Как оказалось, не совсем. Две пули бронежилет все же словил. Одна прошла вскользь, не пробив защиту, вторая пробила, но попала очень удачно. Для Павла удачно, разумеется – содрала кожу на боку, и этим все ограничилось. Даже крови почти не было. Еще раз высказав напарнику все, что думает о его умственных способностях, Александр устало помассировал виски и поинтересовался: напарник хоть раненых-то добил? Поинтересовался между делом, уверенный, что уж этим-то Павел озаботился, и матерно выругался, узнав, что тот даже не подумал доделать работу.

К счастью, ничего страшного не произошло. Среди полицаев живых оказалось всего трое, и все они маскировались под убитых. Двое просто без сознания валялись, а третий, тот самый, которому в начале боя разворотило бедро, показывал чудеса самообладания, ухитрившись и терпеть боль, и зажимать рану, и при этом молча лежать, со стороны ничем не отличаясь от трупа. Впрочем, когда он заметил, что победители зачищают поле боя, достреливая раненых, и направляются к нему, то попытался добраться до своего оружия. Движения полицая, правда, были рваными и замедленными, поэтому Павел, находившийся совсем рядом, вне его поля зрения, просто двинул лежащего ногой в простреленное бедро. Полицай только взвыл и закатил глаза, потеряв сознание. Александр, глядя на это, лишь поморщился – на месте напарника он бы просто выстрелил, а этот умник еще и перевязывать этот будущий труп взялся. Вон, тратит на него стерильный бинт. На кой, спрашивается?
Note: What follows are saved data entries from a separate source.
Issue #128, opened 2023-11-01
Support Initial Guess Function


avik-pal:
As pointed out in https://github.com/SciML/BoundaryValueDiffEq.jl/issues/117 this is not currently supported.

- [x] MIRK
- [x] Multiple Shooting
- [x] Shooting (should just default to picking the initial condition)

Issue #117, opened 2023-10-09
Very long compilation time for solve()


cpf-work:
I've upgraded to v5.1 today and found very long compilation times when trying the simple pendulum example.

My base environment:
  [6e4b80f9] BenchmarkTools v1.3.2
  [7073ff75] IJulia v1.24.2
  [295af30f] Revise v3.5.6
  [0f1e0344] WebIO v0.8.21
  [de0858da] Printf
  
I created a minimal environment for testing:
  [764a87c0] BoundaryValueDiffEq v5.1.0
  [91a5bcdd] Plots v1.39.0

I'm using Julia 1.9.3.

I run ["Example 1: Simple pendulum"](https://docs.sciml.ai/DiffEqDocs/stable/tutorials/bvp_example/#Example-1:-Simple-Pendulum) from the docs and find

```@time sol1 = solve(bvp1, MIRK4(), dt = 0.05)```
225.577779 seconds (289.71 M allocations: 60.160 GiB, 6.70% gc time, 99.98% compilation time)

Second execution is fast:
```@time sol1 = solve(bvp1, MIRK4(), dt = 0.05)```
0.001343 seconds (6.28 k allocations: 879.165 KiB)

I'm quite confident this did not happend when I played around 1-2 weeks ago with an earlier version. I tried reverting to v5.0.0, but I'm not experienced in doing stuff like this and obtained an error message upon `solve()`, so I can't tell whether this also happens for me with v5.0.0 now.

I managed to revert to v4.0.1 
⌃ [764a87c0] BoundaryValueDiffEq v4.0.1

And I get more reasonable compilation times:
```@time sol1 = solve(bvp1, MIRK4(), dt = 0.05)```
 28.803127 seconds (42.95 M allocations: 6.039 GiB, 6.34% gc time, 99.76% compilation time)

mateuszbaran:
:+1:

It's even worse in Manifolds.jl (https://github.com/JuliaManifolds/Manifolds.jl/pull/657):

13210.001646 seconds (24.48 G allocations: 7.394 TiB, 9.48% gc time)

vs BoundaryValueDiffEq v4.0.1:

142.380662 seconds (234.62 M allocations: 17.268 GiB, 4.31% gc time, 82.72% compilation time: 1% of which was recompilation)

ChrisRackauckas:
Does it go away with Julia v1.10?

cpf-work:
[...]

PR #131, opened 2023-11-02
Reuse ODE Solver Cache

avik-pal:
Fixes https://github.com/SciML/BoundaryValueDiffEq.jl/issues/26

- [x] Shooting
- [x] Multiple Shooting

Locally I tested Shooting improves by ~10%.

Need to do a breaking change since we drop the NonlinearSolver autodiff now!

PR #133, opened 2023-11-04
Support for u0 initial guess function

avik-pal:
Fixes https://github.com/SciML/BoundaryValueDiffEq.jl/issues/128

## TODOs

- [x] Upstream `get_concrete_u0` patch so that `u0` as a function is propagated unlike IVPs
- [x] Add tests (use the one in https://github.com/SciML/BoundaryValueDiffEq.jl/issues/117#issuecomment-1780981510)


avik-pal:
I will fix the piracy once https://github.com/SciML/DiffEqBase.jl/pull/959 is merged and released.

avik-pal:
I want to get this in before https://github.com/SciML/BoundaryValueDiffEq.jl/pull/131, since that one is major release.

src/utils.jl
```diff
@@ -139,17 +139,38 @@ function __extract_problem_details(prob, u0::AbstractArray; dt = 0.0,
...
+    u0 = __initial_guess(f, prob.p, prob.tspan[1])
+    t₀, t₁ = prob.tspan
+    return Val(true), eltype(u0), length(u0), Int(cld(t₁ - t₀, dt)), u0
 end
 
-__initial_state_from_prob(prob::BVProblem, mesh) = __initial_state_from_prob(prob.u0, mesh)
-__initial_state_from_prob(u0::AbstractArray, mesh) = [copy(vec(u0)) for _ in mesh]
-function __initial_state_from_prob(u0::AbstractVector{<:AbstractVector}, _)
+function __initial_guess(f::F, p::P, t::T) where {F, P, T}
+    if static_hasmethod(f, Tuple{P, T})
```
ChrisRackauckas, line 152: note that in v1.10 this isn't needed, and it can be incorrect.

src/utils.jl
```diff
@@ -139,17 +139,38 @@ function __extract_problem_details(prob, u0::AbstractArray; dt = 0.0,
...
+        return f(p, t)
+    elseif static_hasmethod(f, Tuple{T})
+        return f(t)
+    else
+        throw(ArgumentError("`initial_guess` must be a function of the form `f(p, t)` or \
+                             `f(t)`"))
```
ChrisRackauckas, line 158: We should just simplify it to be just one form.

avik-pal: We can only allow `f(t)` according to the SciMLBase specification but I think we almost need the parameters

avik-pal: Ideally we just support `f(p, t)`. But that is a breaking change following the SciMLBase docs

ChrisRackauckas: throw an warning that f(t) is deprecated. Might as well start pushing in the right direction.

avik-pal: So let it work right now with the `static_hasmethod` but just throw a warning, correct?

ChrisRackauckas: yes

avik-pal: Done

Кроме полицая, живым оказался и офицер. Пуля в живот – это при нынешнем развитии медицины, точнее, ее полном отсутствии в этих местах, чаще всего смертельно. Но пуля в живот редко убивает сразу, и фриц еще жил – лежал, скрючившись, медленно истекая кровью. Раненый был без сознания, даже не застонал, когда Александр пнул его в бок, Однако, когда он поднял свой ТТ, Павел перехватил его руку:

– Оставь.

– Почему? – сказать, что Александр был удивлен, значит, ничего не сказать. Павел лишь ухмыльнулся в ответ:

– А я с ним поговорить хочу. И вон с тем хмырем – тоже.

– С одноногим?

– Ну да. Понимаешь, он ведь выругался, когда потянулся за винтовкой.

– И что?

– Я в детстве жил во Львове. Недолго, года два, с родителями. Потом им… пришлось уехать.